PR #2569, opened 2026-06-18
Moving CsoundGetOutputBufferSize to local in CsoundObj

vlazzarini:
Since CsoundGetOutputBufferSize is now out of the API, we had to change CsoundGetOutputBufferSize to a local function in CsoundObj.m accessing the parameter in OPARMS.


kunstmusik:
Could you re-create this PR but do:

1. add xcuserdata to .gitignore
2. commit just the CsoundObj.m change

PR #2572, opened 2026-06-21
Various updates/fixes to iOS Examples

vlazzarini:
The iOS examples needed some updates:

1) Obj-C UI needed to be updated to scene lifecyle
2) Obj-C and Swift graphic UI controls needed updating for new iphone screens
3) CsoundObj run to disk needed a call to csoundStart()


vlazzarini:
@hlolli this is an easy one we should try to clear now

hlolli (approved):

kunstmusik:
I see this one was approved already, going to merge it in.

PR #2573, opened 2026-06-21
fix: handle struct array member copy without segfault

hlolli:
Fixes a crash when copying an array of structs out of a struct member.

  Example:

  holder:Holder init boxes
  copied:Box[] = holder.items

  What was wrong:

  - Csound tried to create struct array elements without passing the struct type, so it could crash.
  - The copy also happened too late for i-time checks, so copied values could still be 0.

------------------------------

#### [Work instructions]
Check each line of the records for the word "crash", and show the lines that contain it.

#### [Final answer]
Fixes a crash when copying an array of structs out of a struct member.
  - Csound tried to create struct array elements without passing the struct type, so it could crash.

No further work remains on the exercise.